Showing posts with label Marghanita Laski. Show all posts
Showing posts with label Marghanita Laski. Show all posts

Thursday, July 24, 2014

MARGHANITA LASKI – Apologies & "The Tower" (both 1955)


I've always meant to write a bit about Marghanita Laski, who is surely one of the most exciting and interesting of Persephone's rediscovered authors, or at least one of my own favorites.  Sadly, she only published six novels, all in the course of less than a decade, before she turned her attention to writing a single play, biographical and critical works on the likes of Jane Austen, Rudyard Kipling, George Eliot, Charlotte Yonge, and Frances Hodgson Burnett, a couple of stray children's books, and several books about religion written from the perspective of her own atheism.
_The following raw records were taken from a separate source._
PR #4018, opened 2021-06-30
review: test: add tests for substitution class

Rohitesh-Kumar-Jain:
#1818

Hi, I have added 3 new tests for  methods of the `Substitution` class : 

1) `testSubstituteMethodBody` should kill this mutation : 
Screenshot 2021-06-30 at 4 01 07 PM

2) `testSubstituteStatement` should kill this mutation :

Screenshot 2021-06-30 at 4 02 09 PM

3) `testSubstituteFieldDefaultExpression`should kill this mutation :
Screenshot 2021-06-30 at 4 03 34 PM

Link to #3967

PR #4282, opened 2021-11-12
fix: remove annotation from the pretty-printed string if it is deleted from the model

### LINKED ISSUE #4218: SniperPrettyPrinter - Annotation not getting deleted on transformation
When using SniperPrettyPrinter, for the below input the expected output is not generated. Spoon is not deleting the annotation with delete api.

Input :
`@abc.def.xyz
public class CtAnnotationProcessor extends AbstractSessionBaseEjb3 { 
public void print(String str) {
		System.out.println(str);
}`

Expected output :
`public class CtAnnotationProcessor extends AbstractSessionBaseEjb3 { 
public void print(String str) {
		System.out.println(str);
}`

Actual Output :
`@abc.def.xyz
public class CtAnnotationProcessor { 
public void print(String str) {
		System.out.println(str);
}`

Code used for this transformation :
`@Override
public void process(final CtAnnotation<?> element) {
element.delete();
}`

Spoon print config :
`launcher.getEnvironment().setPrettyPrinterCreator(() -> new SniperJavaPrettyPrinter(launcher.getEnvironment()));`

Spoon version : 9.1.0-beta-10

algomaster99:
Fixes #4218 

I am still looking for a fix for this, but I think the problem could be with the [`changeCollector`](https://github.com/INRIA/spoon/blame/master/src/main/java/spoon/support/sniper/SniperJavaPrettyPrinter.java#L94). The size of the map `elementToChangeRole` is `0`, which is unusual as we have altered the type by deleting the annotation attached to it. Thus, I am concluding that it fails to listen for deletion of annotation in the model build for the resource file in this PR. 

EDIT:

`onChange` is not being called when I delete an annotation, however, it is called when I delete an instance of `CtField` inside a `CtType`. This should confirm that what I am saying above is right.

### DIFF
--- a/src/main/java/spoon/support/reflect/declaration/CtElementImpl.java
+++ b/src/main/java/spoon/support/reflect/declaration/CtElementImpl.java
@@ -201,9 +201,9 @@ public abstract class CtElementImpl implements CtElement, Serializable {
 	public <E extends CtElement> E setAnnotations(List<CtAnnotation<? extends Annotation>> annotations) {
 		if (annotations == null || annotations.isEmpty()) {
 			this.annotations = emptyList();
+			getFactory().getEnvironment().getModelChangeListener().onListDeleteAll(this, CtRole.ANNOTATION, this.annotations, new ArrayList<>(this.annotations));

Of her six novels, four have been reprinted by Persephone—To Bed with Grand Music (1946), Little Boy Lost (1949), The Village (1952), and The Victorian Chaise Longue (1953)—and all of those are among my favorites and are novels I recommend to anyone with an interest in World War II and the postwar period.  I also very much enjoyed the two that Persephone (so far, at least) have not reprinted, both of which have World War II-related themes.  Love on the Super-tax (1944), Laski's debut, is a challenge to track down, but deals cheerfully with the black market and class relations during the war, while Tory Heaven; or, Thunder on the Right (1948, inexplicably published in the U.S. as Toasted English) is a satire that presents a surreal postwar world in which traditional class boundaries are now enforced by law, with rather amusing results for six people of varying classes who have been cast away on a desert island for the duration of the war and are only rescued shortly after it ends.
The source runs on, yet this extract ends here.